## TASK TO COMPLETE
Copy out every line of the data that has the word "MyEvent" somewhere in it.

——————

Issue #71, opened 2024-02-12
[BUG] TypeScript type generation should use `declare` keyword


osyrisrblx:
## Describe the bug
Given an input like
```
opt typescript = true

event MyEvent = {
	from: Server,
	type: Reliable,
	call: ManyAsync,
	data: u8,
}
```

Zap will generate
```ts
// Server generated by Zap v0.6.1 (https://github.com/red-blox/zap)
export const MyEvent: {
	Fire: (Player: Player, Value: number) => void
	FireAll: (Value: number) => void
	FireExcept: (Except: Player, Value: number) => void
	FireList: (List: Player[], Value: number) => void
};
```

This is missing the `declare` keyword. Not technically a requirement, but good practice.
[TypeScript docs](https://www.typescriptlang.org/docs/handbook/declaration-files/by-example.html)

## Reproduction
[playground link](https://zap.redblox.dev/playground.html?code=b3B0IHR5cGVzY3JpcHQgPSB0cnVlCgpldmVudCBNeUV2ZW50ID0gewoJZnJvbTogU2VydmVyLAoJdHlwZTogUmVsaWFibGUsCgljYWxsOiBNYW55QXN5bmMsCglkYXRhOiB1OCwKfQ==)

## Expected behavior

```ts
// Server generated by Zap v0.6.1 (https://github.com/red-blox/zap)
export declare const MyEvent: {
	Fire: (Player: Player, Value: number) => void
	FireAll: (Value: number) => void
	FireExcept: (Except: Player, Value: number) => void
	FireList: (List: Player[], Value: number) => void
};
```

PR #76, opened 2024-03-19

——————

## TASK ANSWER
event MyEvent = {
export const MyEvent: {
export declare const MyEvent: {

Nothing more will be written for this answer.